11 December 2023

When it comes to supermarket loyalty schemes, does every little really help?

By Jimmy Nicholls

Accusing supermarkets of price gouging amid the cost-of-living crisis is something of a reflex for sections of the left. ‘It’s absolutely clear that workers and their families have been fleeced at the supermarket tills,’ wrote Unite’s general secretary Sharon Graham in The Guardian in June.

Such criticisms come despite several official reports which have largely cleared the British food and drink sector of wrongdoing, the latest being a Competition and Markets Authority (CMA) update in November.

That showed that across 10 product categories about three-quarters of branded suppliers pushed prices beyond what was justified by input cost rises. Yet this coincided with drops in volume sales for many brands, as shoppers either cut back on pricey products or moved to cheaper own label alternatives.

Competition between grocers and their suppliers has helped mitigate inflation, in other words. Shoppers are loyal to select brands, the CMA notes, but grocery remains a market where price-sensitive shoppers can and do switch.

That’s disappointing for Unite and other critics of supermarkets. But even though the case for rampant profiteering from the cost-of-living crisis has been dismissed, a new target has been found in retailers’ evolving strategy for loyalty schemes.

The likes of Sainsbury’s Nectar, Tesco Clubcard, and Asda Rewards were once mostly used to collect points for money off at the till.

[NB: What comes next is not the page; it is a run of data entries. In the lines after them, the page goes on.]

PR #3189, opened 2021-06-27
TEST-#3188: remove Dask pin

### LINKED ISSUE #3188: Remove Dask pin in setup.py
https://github.com/conda-forge/modin-feedstock/pull/17

anmyachev:

## What do these changes do?

- [ ] passes `flake8 modin`
- [x] Resolves #3188 
- [ ] tests added and passing

### DIFF
--- a/environment-dev.yml
+++ b/environment-dev.yml
@@ -6,8 +6,8 @@ dependencies:
   - numpy>=1.16.5
   - pyarrow>=1.0.0
   - libthrift<0.14.1  # ref: modin gh-2840
-  - dask[complete]>=2.12.0,<=2.19.0
-  - distributed>=2.12.0,<=2.19.0
+  - dask[complete]>=2.12.0
+  - distributed>=2.12.0
   - xarray
   - Jinja2
   - pathlib
--- a/environment-dev.yml
+++ b/environment-dev.yml
@@ -6,8 +6,8 @@ dependencies:
   - numpy>=1.16.5
   - pyarrow>=1.0.0
   - libthrift<0.14.1  # ref: modin gh-2840
-  - dask[complete]==2.21.0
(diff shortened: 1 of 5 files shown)


anmyachev:
> @anmyachev LGTM, is it ready to move from draft?

No, with the current versions of dask and distributed(2.21.0), some CI jobs usually work much longer (up to 6 hours). Maybe deadlock. I will try another versions.

environment-dev.yml
```diff
@@ -6,8 +6,8 @@ dependencies:
   - numpy>=1.16.5
   - pyarrow>=1.0.0
   - libthrift<0.14.1  # ref: modin gh-2840
-  - dask[complete]>=2.12.0,<=2.19.0
-  - distributed>=2.12.0,<=2.19.0
+  - dask[complete]>=2.22.0
```
devin-petersohn, line 9:
```suggestion
  - dask[complete]>=2020
```

devin-petersohn (commented):
They changed their version numbers to follow year & month recently. Maybe we can try starting with 2020.

It might be good to put a timeout on the jobs too so they don't eat our minutes.

environment-dev.yml
vnlitvinov: As we've removed the upper pin, it now installs whatever is recent enough, doesn't it? I see `dask 2021.6.2` being used right now in CI.

vnlitvinov (approved):
LGTM

anmyachev:
> They changed their version numbers to follow year & month recently. Maybe we can try starting with 2020.
> 
> It might be good to put a timeout on the jobs too so they don't eat our minutes.

`2.22.0` version works, so we can leave it.
We can choose not to set timeouts until the deadlock occurs frequently.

What’s changed recently is that shoppers must swipe their loyalty cards to access the temporary discounts seen on shelves.

As CMA chief executive Sarah Cardell notes, this means ‘price promotions are only available to people who sign up for loyalty cards’, generally excluding shoppers under 18 and in some cases those not resident in the UK. The authority’s rolling review of the grocery sector will therefore continue in January 2024 with a new probe into loyalty scheme pricing.

Critics argue that ‘two-tier’ pricing is unfair to some shoppers. The Guardian’s Nils Pratley says the ‘punishment for not having a loyalty card that will record your shopping habits can be a meaningfully higher price at the till’.

The hurt will be felt by those living off-grid, as well as the lazy and disorganised. Loyalty schemes are also tougher to access for anyone lacking an email address, a group which will disproportionately include the old or otherwise tech-averse. 

Legitimate barriers to access should of course be remedied. In-store help should be available to anybody who struggles with a smartphone, and stores happy to take children’s money should offer them loyalty cards too.

But there is no broader injustice here. Heeding what every good app creator knows, registering for a loyalty card is so easy it can be done while hovering over the self-service checkout. Retailers cannot be blamed for every time a customer misses the chance to save money.

What carries more force is the suggestion from consumer group Which? that supermarkets may have been ratcheting regular prices up so that they can be cut for loyalty card holders.

Yet having spent the cost-of-living crisis tracking shifting prices in British grocery, I’m sceptical. The discounts I see on my own shop are genuine reductions on normal prices. And as reflected in the CMA’s own findings, shoppers are generally happy to switch to rivals if they feel their regular brand is trying to stiff them. 

My prediction is therefore that the CMA’s probe into loyalty scheme pricing is unlikely to turn up much evidence of malfeasance. Industry representatives will claim, with some justice ,that they continue to be scapegoated for disruption in global energy markets and knock-on impacts in other input costs.

And ironically for grocers’ critics, the probe will also distract from a heftier problem. For years food suppliers have argued that retailers have been so effective at bargaining them down that it’s become perilously hard to turn a profit in some categories – British meat production being an especially resonant example.

Retailers will claim that consumers have got used to low prices for certain products, but it is often price competition between grocers that’s led to that expectation. More will be revealed when the Commons Environment, Food and Rural Affairs Committee finishes its investigation on fairness in the food supply chain, launched in May. 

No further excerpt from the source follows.